Breast cancer, 13 thousand women could undergo genomic tests

Breast cancer, 13 thousand women could undergo genomic tests

The personalization of care also involves new diagnostic tools such as genomic tests which are able to identify, with greater precision, women who can really benefit from chemotherapy and those who can do without it because they would have no benefit from it. In Italy there are around 13 thousand women with breast cancer who could benefit from genomic tests every year, yet there are still many access difficulties despite these diagnostic tools having been available free of charge for two years. It was discussed today in Rome at the national conference ‘Next perspectives. From the constellation of regional health systems to a new scenario of application of genomic tests in Italy’.

What are genomic tests

Genomic tests are gene profiling tests that are now fundamental for selecting treatments in cases of Hr+/Her2 negative early cancer at intermediate risk of recurrence or metastasis. “Female breast cancer is the leading cause of global cancer incidence and there are estimated to be over 2.3 million new cases worldwide every year,” she says Francesco Cognetti, president of Foce (ConFederation of Oncologists, Cardiologists and Hematologists) and scientific director of the Rome event. “All the scientific evidence has underlined how genomic tests are able to identify, with greater precision, women who can truly benefit from chemotherapy and those for whom the benefits are absent. Aggressive and disabling treatments and a whole significant series of side effects and direct and indirect costs can be avoided and limited.”

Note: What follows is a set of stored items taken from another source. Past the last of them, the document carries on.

PR #593, opened 2026-02-12
fix: add missing object unary operators

### LINKED ISSUE #592: Auto-sanitization breaks all `object` type IF operators
## Summary

The auto-sanitization system incorrectly classifies `empty`, `notEmpty`, `exists`, and `notExists` operations on `object` type as binary operators, stripping the required `singleValue: true` property. This silently breaks IF nodes that check whether an object is empty/non-empty or exists, causing them to error on execution.

## Steps to reproduce

1. Create a workflow with an IF node using an `object`/`empty` operator:

    ```json
    {
      "operator": {
        "type": "object",
        "operation": "empty",
        "singleValue": true
      }
    }
    ```

2. Make any unrelated change to the workflow via `n8n_update_partial_workflow` (e.g. rename a different node, update a connection, change settings).

3. Observe that the IF node's operator has been modified to:

    ```json
    {
      "operator": {
        "type": "object",
        "operation": "empty"
      }
    }
    ```

4. Execute the workflow. The IF node now fails with: `Wrong type: '' is a string but was expecting an object`

## Expected behavior

`singleValue: true` should be preserved (or added) for all `object` type operators, since they are all unary and do not take a right-hand value.

## Actual behavior

- `n8n_update_partial_workflow`: Silently strips `singleValue: true` from ALL `object` operators in the workflow, not just modified nodes.
- `n8n_update_full_workflow`: Rejects the entire update with an explicit error:

  > `binary operator "empty" should not have "singleValue: true". Only unary operators (isEmpty, isNotEmpty, true, false, isNumeric) need this property.`

## Root cause

`isUnaryOperator()` in `node-sanitizer.ts` and the unary list in `validateOperatorStructure()` in `n8n-validation.ts` only recognize `isEmpty`, `isNotEmpty`, `true`, `false`, `isNumeric`.

The `object` data type uses different operation names (`empty`, `notEmpty`, `exists`, `notExists`) which are all unary but missing from these lists. Per n8n source ([`packages/frontend/editor-ui/src/features/ndv/parameters/components/FilterConditions/constants.ts`](https://github.com/n8n-io/n8n/blob/4a2c06ea54c9501ea242866e78cf38dcb692b735/packages/frontend/editor-ui/src/features/ndv/parameters/components/FilterConditions/constants.ts#L252-L275)), all 4 object operators have `singleValue: true`.

## Workaround

Use the n8n REST API directly via HTTP (bypassing the MCP tool) for workflow write operations.

## Environment

- n8n-mcp version: 2.35.2
- n8n IF node typeVersion: 2.2 and 2.3

geraldk1:
The isUnaryOperator() function and validateOperatorStructure() only recognized string/boolean unary operators (isEmpty, etc.) but not object type operators (empty, notEmpty, exists, notExists). This caused sanitizeOperator() to strip the required singleValue:true from object type IF conditions, silently breaking them on execution.

fixes #592

### DIFF
--- a/src/services/n8n-validation.ts
+++ b/src/services/n8n-validation.ts
@@ -601,7 +601,7 @@ export function validateOperatorStructure(operator: any, path: string): string[]
 
   // Check singleValue based on operator type
   if (operator.operation) {
-    const unaryOperators = ['isEmpty', 'isNotEmpty', 'true', 'false', 'isNumeric'];
+    const unaryOperators = ['isEmpty', 'isNotEmpty', 'empty', 'notEmpty', 'exists', 'notExists', 'true', 'false', 'isNumeric'];
     const isUnary = unaryOperators.includes(operator.operation);
 
     if (isUnary) {
--- a/src/services/node-sanitizer.ts
+++ b/src/services/node-sanitizer.ts
@@ -237,6 +237,10 @@ function isUnaryOperator(operation: string): boolean {
   const unaryOps = [
     'isEmpty',
     'isNotEmpty',
+    'empty',
+    'notEmpty',
+    'exists',
+    'notExists',
     'true',
     'false',
     'isNumeric'
--- a/tests/unit/services/node-sanitizer.test.ts
+++ b/tests/unit/services/node-sanitizer.test.ts
@@ -220,6 +220,71 @@ describe('Node Sanitizer', () => {
       expect(sanitized).toEqual(node);
     });
 
+    it('should add singleValue for object type unary operators', () => {
+      const node: WorkflowNode = {
+        id: 'test-if-object-unary',
+        name: 'IF Object Empty',
+        type: 'n8n-nodes-base.if',
+        typeVersion: 2.2,
+        position: [0, 0],
+        parameters: {
+          conditions: {
+            conditions: [
+              {
+                id: 'condition1',
+                leftValue: '={{ $json.value }}',
+                rightValue: '',
+                operator: {
+                  type: 'object',
+                  operation: 'empty'
+                  // Missing singleValue
+                }
+              }
+            ]
+          }
+        }
+      };
+
+      const sanitized = sanitizeNode(node);
+      const condition = (sanitized.parameters.conditions as any).conditions[0];
+
+      expect(condition.operator.singleValue).toBe(true);
+    });
+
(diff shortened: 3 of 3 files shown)


PhilflowIO:
Hey @geraldk1, thanks for working on this — we're fixing the same issue (#592) in #596.

One important note: your PR description says the old operators (`isEmpty`, `isNotEmpty`) are "string/boolean unary operators" and the new ones (`empty`, `notEmpty`, `exists`, `notExists`) are "object type operators". That's not quite right.

`isEmpty` and `isNotEmpty` **do exist** in n8n, but only in the legacy **IF V1** node. The sanitizer never processes V1 nodes — it has an explicit version gate:

```typescript
function isFilterBasedNode(nodeType: string, typeVersion: number): boolean {
  if (nodeType === 'n8n-nodes-base.if') {
    return typeVersion >= 2.2; // V1 is skipped entirely
  }
  ...
}
```

| | IF V1 (typeVersion 1) | IF V2.2+ (typeVersion ≥ 2.2) |
|---|---|---|
| **Operator names** | `isEmpty`, `isNotEmpty` | `empty`, `notEmpty`, `exists`, `notExists` |
| **Parameter structure** | `conditions.string[].operation` (flat string) | `conditions.conditions[].operator.operation` (object with `singleValue`) |
| **Processed by sanitizer?** | **No** | **Yes** |

So the V1 names (`isEmpty`, `isNotEmpty`, `isNumeric`) can never reach `isUnaryOperator()` — they're dead code in that list. All 6 types in V2+ (string, number, boolean, dateTime, array, object) use the same four unary operators: `exists`, `notExists`, `empty`, `notEmpty`. You can verify this in the [source of truth — `OPERATORS_BY_ID` in constants.ts](https://github.com/n8n-io/n8n/blob/4a2c06ea54c9501ea242866e78cf38dcb692b735/packages/frontend/editor-ui/src/features/ndv/parameters/components/FilterConditions/constants.ts#L6-L275).

Your fix works functionally (the correct operators get recognized), but the old V1 names left in the lists are dead code that can never match. Our PR #596 replaces them entirely and also fixes `inferDataType()` and the docs/guidance messages.

geraldk1:
@PhilflowIO Thanks for the follow-up. Closing in favor of #596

How many women could do genomic testing?

During the event in which over 100 specialists participated, data was also presented on the number of patients who could access these tests: “Based on new epidemiological data and other parameters coming from international scientific literature – explains Carlo Tomino, pharmacologist and former director of the Italian Medicines Agency – we have evaluated the number of women for whom we can request genomic tests. The estimate, compared to that of 2021, must be updated to around 13,000 possible candidates. Insights from the scientific community are always necessary whenever a new tool or innovative technology is established. Especially when these allow us to make the best use of healthcare resources and improve the quality of life of our patients.”

Access difficulties

The use of genomic tests is increasingly widespread, but this does not yet happen regularly in our country. “For about two years – he adds Alessandra Fabi, national councilor of the Italian Association of Medical Oncology (Aiom) – the tests are actually available and free in all 21 Italian regional health systems. However, there are still difficulties in accessing tests in certain areas of the Peninsula. We sometimes see an underestimation by some specialists of the advantages induced by the tests. It is clear that we must promote them more with targeted educational activities and thus increase their use”.

The uncertain cases

In July 2021, the decree of the Ministry of Health was published in the Official Journal for the allocation method and requirements for using the fund for genomic tests for early-stage hormone-responsive breast cancer. “It was a long-awaited provision which followed the allocation of 20 million euros for the purchase of exams decided months earlier by Parliament – he recalls Cognetti. This provision indicated and established, among other things, the categories of women at low or high risk and the so-called uncertain cases: in this intermediate group the tests provide information on the clinical outcome, regardless of the treatment”.

Genomic tests available

What are the most reliable genomic tests currently? “Among the four available so far – replies Cognetti – the Oncotype DX test® it is currently the genomic test with the greatest amount of scientific evidence to support it. It uses the qRT-PCR technique and analyzes 21 genes: 16 oncogenes and 5 reference genes. It is indicated in the most important international and national guidelines for its both prognostic and predictive capacity regarding the benefit obtained from the addition of chemotherapy to hormone therapy alone”.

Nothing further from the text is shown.